Route across Continental Divide in Wyoming, United States

South Pass (elevation 7412 ft and 7550 ft) is a route across the Continental Divide, in the Rocky Mountains in southwestern Wyoming. It lies in a broad high region, 35 mi wide, between the nearly 14000 ft Wind River Range to the north and the over 8500 ft Oregon Buttes and arid, saline near-impassable Great Divide Basin to the south. The Pass lies in southwestern Fremont County, approximately 35 mi SSW of Lander.

Though it approaches a mile and a half high, South Pass is the lowest point on the Continental Divide between the Central and Southern Rocky Mountains. The passes furnish a natural crossing point of the Rockies. The historic pass became the route for emigrants on the Oregon, California, and Mormon trails to the West during the 19th century. It was designated as a U.S. National Historic Landmark on January 20, 1961.

==History==
Though well known to Native Americans, South Pass was first traversed in 1812 by American explorers who were seeking a safer way to return from the West Coast than they had taken to it. As a natural crossing point of the Rockies its pioneering was a significant achievement in the westward expansion of the United States. Because the Lewis and Clark Expedition of 1803–1806 was searching for a water route across the Continental Divide it did not learn of South Pass from local peoples. Instead, the expedition followed a northerly route up the Missouri River, crossing the Rockies over difficult passes in the Bitterroot Range between present-day Montana and Idaho.
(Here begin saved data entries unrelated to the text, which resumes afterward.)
PR #285, opened 2015-11-01
HW2 KSheng

Kai-Square:
complete solution to HW2

### DIFF
--- a/HW2/P2/P2.txt
+++ b/HW2/P2/P2.txt
@@ -1,0 +1,41 @@
+# solution to P2
+
+For both uncorrelated or correlated problem, the serial version is very fast, much faster than any parallel version I could provide. It is because in this problem parallel version creates locks and derives overheads which take up most of the time.
+
+Comparing fine-grained and medium-grained cases, we notice medium-grained method with N = 1 is equivalent to fine-grained method in theory. (Practically some additional calculation is added, there is a difference of one second.) There is a trade-off for the number of locks - generally speaking, with more locks, we increase concurrency but also overheads. For uncorrelated problem, using less locks decrease concurrency sharply, that we observed increasing time spend with increasing N. However for correlated problem, using less locks do not decrease concurrency much if N is decent. A recommended choice of N would be 50.
+
+Please find the original output of P2.py below.
+
+Serial uncorrelated: 0.235194921494 seconds
+Fine grained uncorrelated: 4.24531388283 seconds
+medium grained, N = 1
+Medium grained uncorrelated: 5.11828589439 seconds
+medium grained, N = 2
+Medium grained uncorrelated: 5.11909413338 seconds
+medium grained, N = 5
+Medium grained uncorrelated: 5.22023510933 seconds
+medium grained, N = 10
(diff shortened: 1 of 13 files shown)


HW2/P2/P2.txt
```diff
@@ -0,0 +1,41 @@
+# solution to P2
+
+For both uncorrelated or correlated problem, the serial version is very fast, much faster than any parallel version I could provide. It is because in this problem parallel version creates locks and derives overheads which take up most of the time.
```
annawhitney, line 3: Yep, the task isn't compute-bound (it's memory-bound), so parallelizing it doesn't help because then there are just more memory accesses and those vastly outweigh the compute contribution.

HW2/P5/P5.txt
```diff
@@ -0,0 +1,6 @@
+# solution to P5
+
+THe performance increases as we finished part 1 (parallelism), part 2 (spacial decomposition), and part 3 (sorting).
+The part 1 help us run the algorithm concurrently, and it reduce the running time. The part 2 enable us to implement an O(N) algorithm instead of the original O(N^2) algorithmm which improved the performance much.
+The part 3 make nearby balls in nearby memory, which reduce the time for the program to access the data. Here we use Morton ordering, which can be defined recursively. The property of Morton ordering allow positions that are geometrically close to each other on a 2D-grid to stay near in 1D-order, with exception of few corner cases.
+The part 4 is a errorproof work by adding locks, which will slow down the program by adding locks.
```
annawhitney, line 6: How much did Part 4 slow down the program? (And for that matter, how much did the previous parts improve performance?)

Kai-Square, line 6: Ah... it's... I finished part 5 and found I need to finish this write-up, and then it was too late to go back. Sorry for that.

HW2/P4/driver.py
```diff
@@ -27,6 +27,33 @@ def py_median_3x3(image, iterations=10, num_threads=1):
 
     return tmpA
 
+# the multithread version
+def py_median_3x3_multi(image, iterations=10, num_threads=4):
+    tmpA = image.copy()
+    tmpB = np.empty_like(tmpA)
+    
+    def py_median_3x3_single(tmpA, tmpB, idx):
+        filtering.median_3x3(tmpA, tmpB, idx, num_threads)
```
therealchuckliu, line 36: Did you make changes to the filtering file? It looks like your thread just calls this method, not sure how that works

HW2/P2/parallel_vector.pyx
```diff
@@ -54,62 +54,110 @@ cpdef move_data_serial(np.int32_t[:] counts,
...
+    # data movement.  Be sure to avoid deadlock, and double-locking.
+    ##########
+
+    with nogil:
+        for r in range(repeat):
+            # prange to parallelize
+            for idx in prange(src.shape[0], num_threads = 4):
+
+                # always lock smaller index before larger index to avoid deadlock
+                if src[idx] < dest[idx]:
```
zezhouliu: Usually, you want to do a check again after acquiring the lock, since the condition might have changed between checking the condition and acquiring the lock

The first recorded crossing was made on October 22, 1812 by Robert Stuart, and six companions from the Pacific Fur Company of John Jacob Astor. They were trying to avoid Crow warriors farther north, on their return to St. Louis, Missouri from Astoria, Oregon. A Shoshone had told Stuart of "...a shorter trace to the South than that by which Mr. Hunt had traversed the R. Mountains..." In 1856 Ramsay Crooks, one of the party, wrote a letter describing their journey:

In 1811, the overland party of Mr. Astor's expedition, under the command of Mr. Wilson P. Hunt, of Trenton, New Jersey, although numbering sixty well armed men, found the Indians so very troublesome in the country of the Yellowstone River, that the party of seven persons who left Astoria toward the end of June, 1812, considering it dangerous to pass again by the route of 1811, turned toward the southeast as soon as they had crossed the main chain of the Rocky Mountains, and, after several days' journey, came through the celebrated 'South Pass' in the month of November, 1812.

Pursuing from thence an easterly course, they fell upon the River Platte of the Missouri, where they passed the winter and reached St. Louis in April, 1813.

The seven persons forming the party were Robert McClelland of Hagerstown, who, with the celebrated Captain Wells, was captain of spies under General Wayne in his famous Indian campaign, Joseph Miller of Baltimore, for several years an officer of the U.S. Army, Robert Stuart, a citizen of Detroit, Benjamin Jones, of Missouri, who acted as huntsman of the party, Francois LeClaire, a halfbreed, and André Valée, a Canadian voyageur, and Ramsay Crooks, who is the only survivor of this small band of adventurers.
— Letter of Ramsay Crooks to the Detroit Free Press, June 28, 1856

Stuart's "Travel Memorandum" was left with President James Madison, but the War of 1812 preempted western exploration. A translation of his journal was published in an 1821 French journal, but South Pass would have to be rediscovered by later explorers from information provided by Crow Indians.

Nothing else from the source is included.